(Dataset entries)
PR #1209, opened 2016-06-14
Separate non-blocking from blocking builds in E2E results page.

goltermann:
Changing http://submit-queue.k8s.io/#/e2e into:

nonblocking

Also making it easy to just run a static server by pulling down current data, then running from submit-queue/www (good idea @rmmh)

### DIFF
--- a/mungegithub/Makefile
+++ b/mungegithub/Makefile
@@ -69,6 +69,12 @@ secret:
 clean:
 	rm -f mungegithub $(APP)/local.deployment.yaml $(APP)/local.secret.yaml
 
+# pull down current public queue state, and run UI based off that data
+ui-stub:
+	@/bin/bash -c "wget -q -r -nH -P ./submit-queue/www http://submit-queue.k8s.io/{prs,github-e2e-queue,history,sq-stats,stats,users,health,google-internal-ci,priority-info,merge-info}; \
+	pushd ./submit-queue/www; \
+	python -m SimpleHTTPServer;"
+
 help:
 	@echo "ENVIRONMENT VARS:"
 	@echo " REPO=       repository for the docker image being build. Default: $(REPO)"
--- a/mungegithub/submit-queue/www/index.html
+++ b/mungegithub/submit-queue/www/index.html
@@ -148,12 +148,21 @@
               <md-toolbar class="md-whiteframe-z2">
                 <h2 class="md-toolbar-tools">End-to-End Results</h2>
               </md-toolbar>
+              <h2 class="md-title" ng-show="cntl.builds.length > 0">Queue-Blocking Builds</h2>
               <md-chips ng-model="cntl.builds" readonly="true">
                 <md-chip-template title="{{$chip.msg}}">
                   <span style="color: {{$chip.color}}">{{$chip.state}}</span> <a ng-href="http://ci-test.k8s.io/{{$chip.name}}/{{$chip.id}}/">{{$chip.name}}</a>
                   <span style="color: {{$chip.color}}">{{$chip.msg}}</span> <span title="Job stability">{{$chip.stability}}</span>
                 </md-chip-template>
               </md-chips>
+              <h2 class="md-title" ng-show="cntl.nonBlockingBuilds.length > 0">Non-Queue-Blocking Builds</h2>
+              <md-chips ng-model="cntl.nonBlockingBuilds" readonly="true">
+                <md-chip-template title="{{$chip.msg}}">
+                  <span style="color: {{$chip.color}}">{{$chip.state}}</span> <a ng-href="http://ci-test.k8s.io/{{$chip.name}}/{{$chip.id}}/">{{$chip.name}}</a>
+                  <span style="color: {{$chip.color}}">{{$chip.msg}}</span> <span title="Job stability">{{$chip.stability}}</span>
+                </md-chip-template>
+              </md-chips>
+              <br>
               <br>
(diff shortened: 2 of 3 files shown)


lavalamp:
Wow, looks nice! I'll let @eparis take a look, I don't know js ;)

mungegithub/Makefile
```diff
@@ -69,6 +69,12 @@ secret:
 clean:
 	rm -f mungegithub $(APP)/local.deployment.yaml $(APP)/local.secret.yaml
 
+# pull down current public queue state, and run UI based off that data
+ui-stub:
+	@/bin/bash -c "wget -r -nH -P ./submit-queue/www http://submit-queue.k8s.io/{prs,github-e2e-queue,history,sq-stats,stats,users,health,google-internal-ci,priority-info,merge-info,health}; \
+	pushd ./submit-queue/www; \
+	python -m SimpleHTTPServer;"
```
eparis: Now this looks cool....  However I'm unaware of the @/bin/bash format. How does that differ from $(shell ....)

eparis:
This is what I started to do yesterday when I got mad about the whole design and started to rip the e2e out entirely.  People just want me to have to work on rebases   :)   (I love it)

mungegithub/submit-queue/www/script.js
```diff
@@ -235,15 +238,24 @@ function SQCntl(dataService, $interval, $location) {
           failedBuild = true;
       }
       obj.stability = '';
-      result.push(obj);
+      if (!obj.msg) {
+        result.push(obj);
+      } else {
+        if (obj.msg.includes("[nonblocking]")) {
```
eparis: can/should we remove [nonblocking] from the obj.msg here? It's just a distraction at this point.

mungegithub/Makefile
goltermann: It's basically http://stackoverflow.com/questions/5193048/bin-sh-pushd-not-found.  If I understand correctly, $(shell ...) uses the default shell, which may not have pushd available.

mungegithub/submit-queue/www/script.js
goltermann: Fixed.

mungegithub/Makefile
lavalamp: TIL

mungegithub/submit-queue/www/script.js
```diff
@@ -235,15 +238,25 @@ function SQCntl(dataService, $interval, $location) {
           failedBuild = true;
       }
       obj.stability = '';
-      result.push(obj);
+      if (!obj.msg) {
+        result.push(obj);
+      } else {
+        if (obj.msg.includes('[nonblocking]')) {
+          obj.msg = ''
```
lavalamp: I suggest not clearing it, just remove the '[nonblocking]' prefix since the rest of the message may say something useful.

goltermann: I don't think there's a case where there's more to the message now, but that's good future proofing.  Fixed.

mungegithub/Makefile
```diff
@@ -69,6 +69,12 @@ secret:
 clean:
 	rm -f mungegithub $(APP)/local.deployment.yaml $(APP)/local.secret.yaml
 
+# pull down current public queue state, and run UI based off that data
+ui-stub:
+	@/bin/bash -c "wget -q -r -nH -P ./submit-queue/www http://submit-queue.k8s.io/{prs,github-e2e-queue,history,sq-stats,stats,users,health,google-internal-ci,priority-info,merge-info,health}; \
```
rmmh: this has health twice

lavalamp: It's twice as important as the others ;) ;)

mungegithub/submit-queue/www/index.html
```diff
@@ -148,12 +148,21 @@ <h4 class="md-body-2">{{pr.Reason}}</h4>
               <md-toolbar class="md-whiteframe-z2">
                 <h2 class="md-toolbar-tools">End-to-End Results</h2>
               </md-toolbar>
+              <h2 class="md-title" ng-show="cntl.builds.length > 0">Queue-Blocking Builds</h2>
               <md-chips ng-model="cntl.builds" readonly="true">
```
rmmh: Use md-transform-chip to do the filtering here, instead of splitting out builds explicitly. This is also more flexible if there are more categories in the future.

> * md-transform-chip	expression	
> An expression of form myFunction($chip) that when called expects one of the following return values:
> 
> an object representing the $chip input string
> undefined to simply add the $chip input string, or
> null to prevent the 

chip from being appended

mungegithub/submit-queue/www/script.js
```diff
@@ -255,6 +268,13 @@ function SQCntl(dataService, $interval, $location) {
         build.stability = Math.round(percentStable) + "%"
       }
     });
+    angular.forEach(nonBlockingBuilds, function(build) {
```
rmmh: don't copy this function's code, extract it and reuse it.

mungegithub/Makefile
goltermann: Fixed.

mungegithub/submit-queue/www/script.js
goltermann: Fixed.

mungegithub/submit-queue/www/index.html
goltermann: Spent some time on this and it sounds like it would work, but I couldn't get it working.  Can we refactor when needed in a follow-up PR?

eparis: I'm ok with that...

PR #1213, opened 2016-06-15
Fix stats on retest-not-required merges

### LINKED ISSUE #1212: submit queue: merge rate broken
Shows as zero even though it's merging things. #1208 changes this but I don't see how it could break it.

lavalamp:
Fixes #1212

### DIFF
--- a/mungegithub/mungers/submit-queue.go
+++ b/mungegithub/mungers/submit-queue.go
@@ -272,8 +272,15 @@ func getSmoothFactor(dur time.Duration) float64 {
 //    of guess-and-test and intuition. Someone who knows about this stuff
 //    is likely to laugh at the naivete. Point him to where someone intelligent
 //    has thought about this stuff and he will gladly do something smart.
+// Merges that took less than 5 minutes are ignored completely for the rate
+// calculation.
 func calcMergeRate(oldRate float64, last, now time.Time) float64 {
 	since := now.Sub(last)
+	if since <= 5*time.Minute {
+		// retest-not-required PR merges shouldn't affect our best
+		// guess about the rate.
+		return oldRate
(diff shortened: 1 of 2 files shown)


mungegithub/mungers/submit-queue.go
```diff
@@ -287,13 +287,13 @@ func calcMergeRate(oldRate float64, last, now time.Time) float64 {
...
 // returns 'Now()' and the rate.
-// Should be called once after every merge. Also updates sq.totalMerges.
+// Note that this does not update sq.lastMergeTime-- that should be done with
+// every merge, but this function should not be called on retest-not-required
+// merges.
 func (sq *SubmitQueue) updateMergeRate() {
 	now := sq.clock.Now()
 
 	sq.mergeRate = calcMergeRate(sq.mergeRate, sq.lastMergeTime, now)
-	sq.lastMergeTime = now
```
eparis: hmmmm, moving this is going to throw off the rate calculation when the next NON-retest-not-required comes through, no?  I was using the merge rate to figure out 'how many real PRs it can do a day' but now if the bot blocks for 4 hours, restarts and merges a retest-not-required and then in 30 minutes minutes it will calculate on the last PR having taken 30 minutes instead of 4:30...

eparis: I could also be convinced all my crazy math just isn't worth it and we should just keep a list of the last X hours or merges and show the average...

lavalamp: > throw off the rate calculation when the next NON-retest-not-required comes through

I think that's a feature, not a bug. 

I think your math makes numbers that are generally in the right ballpark and we should not throw it away yet :)

PR #1218, opened 2016-06-15
Fix typo "does no" -> "does not"

coryfklein:
My first contribution. I've signed the CLA.


eparis:
Can you update the git commit to use the same e-mail address as you signed the CLA?

coryfklein:
Will do.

## Required action
Up to and including the line with "repository for the", restate the records above word for word from the very first line.

## Written answer
PR #1209, opened 2016-06-14
Separate non-blocking from blocking builds in E2E results page.

goltermann:
Changing http://submit-queue.k8s.io/#/e2e into:

nonblocking

Also making it easy to just run a static server by pulling down current data, then running from submit-queue/www (good idea @rmmh)

### DIFF
--- a/mungegithub/Makefile
+++ b/mungegithub/Makefile
@@ -69,6 +69,12 @@ secret:
 clean:
 	rm -f mungegithub $(APP)/local.deployment.yaml $(APP)/local.secret.yaml
 
+# pull down current public queue state, and run UI based off that data
+ui-stub:
+	@/bin/bash -c "wget -q -r -nH -P ./submit-queue/www http://submit-queue.k8s.io/{prs,github-e2e-queue,history,sq-stats,stats,users,health,google-internal-ci,priority-info,merge-info}; \
+	pushd ./submit-queue/www; \
+	python -m SimpleHTTPServer;"
+
 help:
 	@echo "ENVIRONMENT VARS:"
 	@echo " REPO=       repository for the docker image being build. Default: $(REPO)"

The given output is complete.